Issue #789, opened 2021-12-04
RTT on Blue Pill


StevenMacias:
Hi, I am currently trying to get RTT working on a blue pill. I read this issue https://github.com/modm-io/modm/issues/501 and as far as I understood the STLink-v2 (3v3, GND, SWDIO, SWCLK) should be enough to test this functionality. 

I did the following: 
```
# Copy the rtt example from stm32f3_discovery into the blue_pill_f103 examples
cd modm/examples
cp -r stm32f3_discovery/rtt blue_pill_f103/
# Copy the openocd.cfg since the blue pill doesn't have built-in programmer 
cp blue_pill_f103/blink/openocd.cfg blue_pill_f103/rtt 
```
───
* _TRY IT_
Every record must be written out again without any change.

* _WRITTEN SOLUTION_
Issue #789, opened 2021-12-04
RTT on Blue Pill


StevenMacias:
Hi, I am currently trying to get RTT working on a blue pill. I read this issue https://github.com/modm-io/modm/issues/501 and as far as I understood the STLink-v2 (3v3, GND, SWDIO, SWCLK) should be enough to test this functionality. 

I did the following: 
```
# Copy the rtt example from stm32f3_discovery into the blue_pill_f103 examples
cd modm/examples
cp -r stm32f3_discovery/rtt blue_pill_f103/
# Copy the openocd.cfg since the blue pill doesn't have built-in programmer 
cp blue_pill_f103/blink/openocd.cfg blue_pill_f103/rtt 
```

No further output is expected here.